The study shows that a protein called WASF3 can make breast cancer cells more invasive by lowering the levels of another protein, kisspeptin (KISS1), which normally helps keep cells from spreading. When WASF3 is high, it boosts ZEB1/2, which shuts down a micro‑RNA cluster that protects against invasion, leading to more aggressive cancer behavior. Reducing WASF3 levels reverses these effects and makes the cells less invasive.
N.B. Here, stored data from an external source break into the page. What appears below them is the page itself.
Issue #729, opened 2016-01-12
ColumnSeries / BarSeries not working with more than one value-axis


benjaminrupp:
The properties currentBarOffset, currentPositiveBaseValues and currentNegativeBaseValues are not dependend on the value axis of the series. Hence they are not working if more than one value axis is used in a chart.

See the following example here:

![unbenannt](https://cloud.githubusercontent.com/assets/16608319/12258628/56f549d2-b910-11e5-9214-93436e6637ca.PNG)

tibel:
May you provide some sample code that shows the issue, please.

benjaminrupp:
I implemented a solution for the above mentioned bug. I was wrong in my first post. Only the currentXXX-properties have to be dependend on the value axis.
Please find the code in my pull request.

benjaminrupp:
I made a second pull request to replace my first one cause there was an error in my first implementation.

objorke:
Is this a workaround since we don't have subplots? #55
I think this should not be implemented in the CategoryAxis, but in the BarSeries/ColumnSeries.
The CategoryAxis should not be responsible for functionality of a series. I think the bar offsets and min/max values could be moved to the BarSeries/ColumnSeries. See #741

objorke:
I think this should not be implemented in the CategoryAxis, but in the BarSeries/ColumnSeries.
The CategoryAxis should not be responsible for functionality of a series. I think the bar offsets and min/max values could be moved to the BarSeries/ColumnSeries. See #741

Issue #388, opened 2015-02-21
PostRender or PostFirstRender event


tr8dr:
For an application, I need to get a view on rendered sizes post 1st render.  The proposal is to instrument the rendering function in each PlotView implementation with an event:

The WASF3 gene promotes invasion and metastasis in breast cancer cells, which have undergone epithelial-to-mesenchyme transition (EMT). Overexpression of WASF3 in cells that do not show EMT increases their invasion potential as a result of increased ZEB1/2 levels, which specifically suppress the anti-invasion chromosome 1 miR-200a/200b/429 cluster. ZEB1/2 upregulation by WASF3 results from downregulation of KISS1, leading to the release of inhibition of nuclear factor (NF)κB by IκBα. We further show that ZEB1 expression is regulated by the NFκB transcription factor. Knockdown of WASF3 in breast cancer cells leads to reduced ZEB1 levels and increased miR-200 and E-cadherin levels, resulting in loss of invasion potential. The central regulation of this interactive pathway by WASF3 accounts for the increased invasion associated with increased WASF3 expression seen in aggressive breast cancer cells. WASF3, therefore, is a potential target to suppress invasion and metastasis in breast cancer cells.